Xence can you think of any other examples in which استفعل may have been converted into اسفعل or سَفعل in modern Algerian?


----------



## Arabus

Honestly, I was surprised when I saw the verb _saqsi _on this page. I wanted to comment but I didn't. It indeed sounds funny to hear such a formal verb being used colloquially. When you say _saqsiha_, does that mean you are going to send an investigation committee to her or waht?


----------



## clevermizo

Arabus said:


> Honestly, I was surprised when I saw the verb _saqsi _on this page. I wanted to comment but I didn't. It indeed sounds funny to hear such a formal verb being used colloquially. When you say _saqsiha_, does that mean you are going to send an investigation committee to her or waht?



 Apparently it's just the plain verb to ask. Maltese is the same, although they actually say (i)staqsa. The verb سأل is lost in Maltese completely, I think.


----------



## kamoo

urban Moroccan 
I _asked_ her to do something- seweltha it dir she-Haja or Talabt minha....
_Ask her_ if he can come- sewelha wash yiqdair yi-jee
_They asked_ me something- sewlooni she-Haja  

sorry if the transliteration is not clear....


----------



## Xence

clevermizo said:
			
		

> Xence can you think of any other examples in which استفعل may have been converted into اسفعل or سَفعل in modern Algerian?



The first that comes to my mind is the verb استنّى _estanna _(= to wait) which is often pronounced اسنّى _essanna_.
Of course, this verb is used in many other Arabic dialects and originates from the FuS7a استأنى .

I have also heard يزهزا _yezzahza _instead of يستهزا _yastahza _(= to mock at, to scoff, etc.)



*******


I agree with kamoo that Moroccans use the verb _sawwal _/ _sewwel _سوّل in the same way Algerians do use _saqSa_.


----------



## J.F. de TROYES

clevermizo said:


> Why is this disconcerting?



Diconcerting, because hypothesizing that a verb composed of the sequence of  س - ق - ص  originates in the root ق- ص -ى  is not really obvious, I mean for someone who does'nt master Arabic grammar and phonetic changes.



clevermizo said:


> Well native speakers don't necessarily think of the "forms" categorically in this way when they speak their language. Although SaqSa may have evolved from استقصى, at the end of the day we should treat it as a quadriliteral verb in modern Algerian. It is no longer of the form استفعل. It's not like speakers think of استقصى and then convert it to صقصى when they say it.
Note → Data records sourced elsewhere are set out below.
PR #4302, opened 2023-01-16
Add ajv validator

billli0:
Example
```
    import { MeditrakSurveyResponseSchema } from '@tupaia/types';
    import type { MeditrakSurveyResponse } from '@tupaia/types';
    import { getAjv } from '@tupaia/tsutils';

    const ajv = getAjv(models);
    const surveyResponseValidate = ajv.compile(MeditrakSurveyResponseSchema);
    const validatedSurveyResponseObject = (await surveyResponseValidate(
      surveyResponseObject,
    )) as MeditrakSurveyResponse;

    return validatedSurveyResponseObject;
```

It might be Typescript challenge to avoid using `as` to assign type to object, I tried but I've failed the mission :)


packages/tsutils/src/validation/ajv/getAjv.ts
```diff
@@ -0,0 +1,35 @@
...
+ * Copyright (c) 2017 - 2022 Beyond Essential Systems Pty Ltd
+ */
+
+import { constructRecordExistsWithId } from '@tupaia/utils';
+import Ajv from 'ajv';
+import addFormats from 'ajv-formats';
+
+import { IdFormat } from './customFormats';
+
+type DatabaseModels = { entity: any; question: any; optionSet: any };
```
billli0, line 12: I guess we are fine to leave it as any? As DatabaseModelType only exists in database package.

packages/types/src/schemas.ts
```diff
@@ -0,0 +1,3280 @@
+export const PeriodTypeSchema = {
```
billli0, line 1: As long as EntityType is imported from '../../models' in types, all types in models will be converted too. Can't find a solution to avoid that.

packages/tsutils/src/validation/ajv/getAjv.ts
IgorNadj: Yeah sounds good, can deal with it later 👍

IgorNadj (approved):
LGTM!

PR #4307, opened 2023-01-17
MDEV-1: Add trap entity type to pacmossi project

chris-pollard:
### Changes:

Migrations:
- Add enum type 'trap' and add to entity model.
- Add 'trap' to canonical hierarchy in entity_hierarchy table.

### DIFF
--- a/packages/database/src/modelClasses/Entity.js
+++ b/packages/database/src/modelClasses/Entity.js
@@ -38,7 +38,6 @@ const LOCAL_GOVERNMENT = 'local_government';
 const MEDICAL_AREA = 'medical_area';
 const NURSING_ZONE = 'nursing_zone';
 const FETP_GRADUATE = 'fetp_graduate';
-const TRAP = 'trap';
 
 // Note: if a new type is not included in `ORG_UNIT_ENTITY_TYPES`, but data is to be stored against
 // it on DHIS2, a corresponding tracked entity type must be created in DHIS2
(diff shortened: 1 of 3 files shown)


packages/database/src/modelClasses/Entity.js
```diff
@@ -66,6 +67,7 @@ const ENTITY_TYPES = {
   MEDICAL_AREA,
   NURSING_ZONE,
   FETP_GRADUATE,
+  TRAP,
```
billli0, line 70: Adding new entity type here is not required now. See note: https://github.com/beyondessential/tupaia/blob/867d568f61759c3c524ff039c026f467d6cc6895/packages/database/src/modelClasses/Entity.js#L13

billli0 (changes requested):
@chris-pollard, there are some updates on adding entity type. PR: https://github.com/beyondessential/tupaia/pull/4200

With that, adding new type can be done by executing `alter type` query without any code changes, if new type is successfully added, it will be on `Entity Type` section in admin panel. 

Minor changes like adding canonical types on `entity_hierarchy` table, feel free to do it via DBeaver or Postico. 

Better approach would be to peer with a dev and do it on dev first, but it is up to you if you want to merge this PR to insert new type without any more work.

packages/database/src/modelClasses/Entity.js
chris-pollard: Ah thanks for pointing that out @billli0 . Will update the PR. I might keep in the canonical type for this one anyway.

chris-pollard:
Ok, that should be good now, thanks! @billli0

billli0 (approved):

chris-pollard:
Added in production db manually

PR #4314, opened 2023-01-19
OSC-10 Create Decision Tree component

kael89:
### Issue #:
OS-10

Note: this PR is against `dev` since everything is new functionality inside `ui-components`. This means it can be safely merged without testing if you want to.

### Changes:
I created a reusable **decision tree** component. This will be used for visualising entity hierarchies in the admin panel for now, but it should be reusable for other types of hierarchies too (e.g. dashboard items, map overlays).

* Each hierarchy layer renders in a column
* The top level (root) column specifies the hierarchy we are in
* Every other child column renders recursively
* If data changes in an ancestor column (e.g. a new hierarchy is selected), all expanded descendant columns are unmounted
* The component supporters filtering in each column

The data fetching mechanism is through a `fetchData` function that is passed as a prop, and shared between the components.

```ts
interface Node {
  id: string;
  name: string;
}

type Fetcher = (
  rootNode: Node,
  node: Node,
) => {
  id: string;
  name: string;
  children: Node[];
}[];

```

```js
const fetchData = async (rootNode, node) => getEntityDescendants(rootNode?.code, node?.code);

<DecisionTree fetchData={fetchData} />
```

See storybook for usage examples of the component 

### Screenshots:
I attached a demo video to the ticket


edmofro:
> Note: this PR is against dev since everything is new functionality inside ui-components. This means it can be safely merged without testing if you want to.

Love this!!

packages/ui-components/src/components/DecisionTree/index.js
```diff
@@ -0,0 +1,6 @@
+/**
+ * Tupaia
+ * Copyright (c) 2017 - 2023 Beyond Essential Systems Pty Ltd
+ */
+
+export * from './DecisionTree';
```
kael89, line 6: Another name I considered is `HorizontalTree`

packages/ui-components/src/components/DecisionTree/Column.js
```diff
@@ -0,0 +1,143 @@
...
+import styled from 'styled-components';
+import IconButton from '@material-ui/core/IconButton';
+import List from '@material-ui/core/List';
+import ListItem from '@material-ui/core/ListItem';
+import ListItemText from '@material-ui/core/ListItemText';
+import ChevronRightIcon from '@material-ui/icons/ChevronRight';
+import { ColumnFilter, useFilter } from './ColumnFilter';
+import { FetchLoader } from '../FetchLoader';
+
+const CLASS_NAME = 'TupaiaDecisionTreeColumn';
```
kael89, line 17: Inspired by material-ui classes

packages/ui-components/src/components/DecisionTree/Column.js
```diff
@@ -0,0 +1,143 @@
...
+export const Column = ({ data, isLoading, error, showExpandIcon, onSelect, onExpand }) => {
+  const { updateFilter, applyFilter, checkMatchesFilter } = useFilter();
+  const [selected, setSelected] = useState(undefined);
+
+  const filteredData = applyFilter(data, { field: 'name' });
+  const isError = !!error;
+
+  useEffect(() => {
+    setSelected(undefined);
+  }, [data]);
```
kael89, line 46: This means that we will the selected item when `data` changes , e.g. when a different entity is selected in an ancestor column

packages/ui-components/stories/decisionTree.stories.js
```diff
@@ -0,0 +1,110 @@
+/**
```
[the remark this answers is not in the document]
kael89: I loved using storybook, it makes iterative component development soooo much better - and encourages you to create reusable components!!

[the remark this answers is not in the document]
kael89: The only thing I am not sure of is whether you want to keep all you reusable components under that same package, or whether you want to break it into smaller packages eventually

packages/ui-components/src/components/DecisionTree/Column.js
```diff
@@ -0,0 +1,143 @@
...
+  return (
+    <>
+      <Container>
+        <ColumnFilter onChange={updateFilter} disabled={isLoading || isError} />
+        <ContentContainer className={`${CLASS_NAME}-content`}>
+          <FetchLoader isLoading={isLoading} isError={isError} error={error}>
+            <List>
+              {filteredData?.length === 0 && (
+                <ListItem>
+                  <ListItemText primary="No data found" color="primary" />
```
kael89, line 86: I chose this empty state message but should confirm with the designer

packages/ui-components/src/components/DecisionTree/ColumnFilter.js
```diff
@@ -0,0 +1,58 @@
...
+  padding: 20px 10px;
+  background: ${({ theme }) => theme.palette.grey['200']};
+  border-bottom: 1px solid ${({ theme }) => theme.palette.grey['400']};
+
+  .MuiFormControl-root {
+    margin: auto;
+  }
+`;
+
+export const useFilter = () => {
```
kael89, line 22: The filter is case insensitive

packages/ui-components/src/components/DecisionTree/DecisionTree.js
```diff
@@ -0,0 +1,102 @@
...
+          error={error}
+          onSelect={() => {
+            setSelectedRoot(undefined);
+            clearChildren();
+          }}
+          onExpand={rootNode => {
+            setSelectedRoot(rootNode);
+            fetchChildren(rootNode, rootNode);
+          }}
+          showExpandIcon={false}
```
kael89, line 80: Because the root component doesn't show expand icons, when we click on any of its items (hierarchies) we both select and expand it

packages/ui-components/src/hooks/useData.js
```diff
@@ -0,0 +1,37 @@
+/**
+ * Tupaia
+ * Copyright (c) 2017 - 2023 Beyond Essential Systems Pty Ltd
+ */
+
+import { useCallback, useState } from 'react';
+
+export const useData = fetcher => {
```
kael89, line 8: This hooks is similar to the ones in react query, if built right this can be reused in many places

packages/ui-components/stories/story-utils/api/data.js
```diff
@@ -0,0 +1,153 @@
...
+  { id: id(), code: 'AU_Queensland_Brisbane', name: 'Brisbane' },
+  { id: id(), code: 'AU_Queensland_Cairns', name: 'Cairns' },
+  { id: id(), code: 'AU_Tasmania', name: 'Tasmania' },
+  { id: id(), code: 'AU_Victoria', name: 'Victoria' },
+  { id: id(), code: 'AU_Victoria_Ballarat', name: 'Ballarat' },
+  { id: id(), code: 'AU_Victoria_Melbourne', name: 'Melbourne' },
+  { id: id(), code: 'AU_Western_Australia', name: 'Western Australia' },
+
+  // Austria
+  { id: id(), code: 'AT', name: 'Austria' },
```
kael89, line 36: I thought a bit about using `faker` for all this data, but I realised that it returns random cities for a selected country.

Seeing Athens inside Austria (this time - could be Barcelona next time) would be confusing. We wouldn't be able to tell if this works or not :smile: 

This also tests the column overflow logic as the list of European countries is long

packages/ui-components/src/components/DecisionTree/index.js
rohan-bes: I think I actually prefer `HorizontalTree`. `DecisionTree` feels as though it implies some kind of meaning about the data within the tree (ie. it's used for making decisions, eg. 'if I perform action A, event B will happen')

rohan-bes (approved):
Looks great! Thanks so much for this @kael89 🎉

packages/ui-components/src/components/DecisionTree/index.js
kael89: Happy to rename it!

kael89:
@rohan-bes I renamed the component to `HorizontalTree` and implemented some changes on the selection based on an updated version of the mockups.

I will merge this in `dev` as soon as you re-approve, since it doesn't have any breaking changes

rohan-bes (approved):
Looks great, thanks for the name change @kael89

PR #4319, opened 2023-01-24
[no-issue]: Added data-table-api to the tupaia api-client

rohan-bes:
Just adding the `dataTableApi` to the `TupaiaApiClient` to allow for using it from other micro-services.


IgorNadj (approved):
👍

I quite agree with you. The word is a datum and a native thinks nothing of using it, as in any language, but  explaining its etymology is another story ! Interesting too to consider it a quadriliteral verb.


----------



## mini91

Can I also as how it is cojugated in the present forms:

I ask/I request
you ask/request
he asks/requests
she asks/requests
they ask/request
we ask/request


----------



## Xence

I ask/I request  =  _neTlob (neTleb - naTlab...) / nsaqSi_ 


you ask/request =  _teTlob (teTleb - taTlab...) / tsaqSi _ 


he asks/requests =  _yeTlob (yeTleb - YaTlab...)  ysaqSi _ 


she asks/requests =  _teTlob (teTleb - taTlab...) / tsaqSi_ 


they ask/request =  _yeTolbu (yeTelbu - yaTalbu...) / ysaqSiw_ 


we ask/request =  _neTolbu (neTelbu - naTalbu...) / nsaqSiw_


----------



## Hemza

I'm Moroccan-Saudi and it's funny, I didn't know that Algerians use a different words than in Morocco


----------